Keninsberg, Rokhl Oyerbakh, and the Pleiade of
young Galician poets, she contributed to the literary journal Tsushteyer (Contribution). There she published a study entitled “Teme un
forem in der kunst fun shagal” (Theme and form in the art of Chagall) and
“Vayte verter in der dikhtung” (Further words about poetry). With her cubist poems, Fogel—according to her
own formulation—sought to create “a new kind of lyric, a lyric of geometric
ornamentality with its monotony with its rhythm of return.” She excelled in her essays with profound
erudition and great professionalism in the realm of art. Her books include: Tog-figurn, lider (Day figures, poetry) (Lemberg: Tsushteyer,
1930), 72 pp.; Manekinen
(Mannequins), poems (Warsaw: Tsushteyer, 1934), 69 pp.; Akatsyes blien, montazhn (Acacias in bloom, montages) (Warsaw,
1935), 74 pp. At the time of the highly
accursed Aktion in Lemberg in the summer of 1942, she and her husband,
six-year-old son, and mother hid out in a bunker. The family was discovered by the Germans, and
all of them were shot on the spot.
“The strangeness, and if you will
the ‘outlandishness,’ of Dvoyre Fogel’s poetry,” wrote Mendel Naygreshl, “comes
first and foremost from her search for the sources of poetic inspiration, there
where most poets of her time—in Galicia and Poland—did not wish to look…. Cubist painting on one side and
intellectualism on the other led her to the notion that poetry ought to be
static and aloof; the dynamic may be entirely excluded and the musical element
should be superseded by the musical.”
“Dvoyre Fogel’s poetry,” noted
Shloyme Bikl, “is rooted not in Jewish ways and also not in any closeness to
Jewish history. Her poetry is an effort
to synthesize the rediscovered Yiddish language from her grandmother with her
own acquired European erudition.
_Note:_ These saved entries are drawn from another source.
PR #4452, opened 2024-05-24
Fixed Zenhubworker deletion during the upgrade

vsaliieva:
Fixes ZEN-34876.

### DIFF
--- a/bin/service-migrate.py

One cannot
say with complete assurance that this match has indeed been successful, or that
Dvoyre Fogel’s poetry from Tog-figurn
(Lemberg, 1930) and from Manekinen (Lemberg,
1934) and her poetry in prose from Akatsyes
blien (1935) are a thoroughly successful and long-lasting accomplishment. In light of her three books, however, one can
say without the least reservation that the attempt to carry out such a synthesis
of the Yiddish language and artistic European erudition was a psychologically
pure and creatively naïve one, and that the effort was made by a person with a
refined intellect and poetic boldness.”
Sources:
Shmuel Niger, in Tog (New York)
(February 25, 1931); A. Shvarts, in Tshernovitser
bleter (Czernowitz) (August 13, 1934); H. Segal, Tshernovitser bleter (March 12, 1935); B. Shnaper, in Literarishe bleter (Warsaw) (October 4,
1935); Y. A. V-n, in Inzikh (New
York) 11 (1935); Meylekh Ravitsh, Mayn
leksikon (My lexicon), vol. 1 (Montreal, 1945); Dr. M. Naygreshl, in Tsukunft (New York) (1951); B. Heler, ed.,
Antologye fun
umgekumene dikhter (Anthology of murdered poets) (Warsaw, 1951);
Dr. Shloyme Bikl, in Tog-morgn-zhurnal (New York) (February 26, 1961); Bikl, in Tsukunft (March 1965; Bikl, Shrayber fun mayn dor (Writers of my
generation), vol. 2 (New York, 1965); R.
Oyerbakh, in Di goldene keyt (Tel
Aviv) 50 (1964); Sh. Meltser, in Al
naharot (Jerusalem) (1955/1956); Dov Sadan, Avne miftan, masot al sofre yidish (Milestones, essays on Yiddish
writers), vol. 1 (Tel Aviv: Perets Publ., 1961); Sefer burshtin (Volume for Burštýn) (Jerusalem, 1959/1960), pp. 173-76.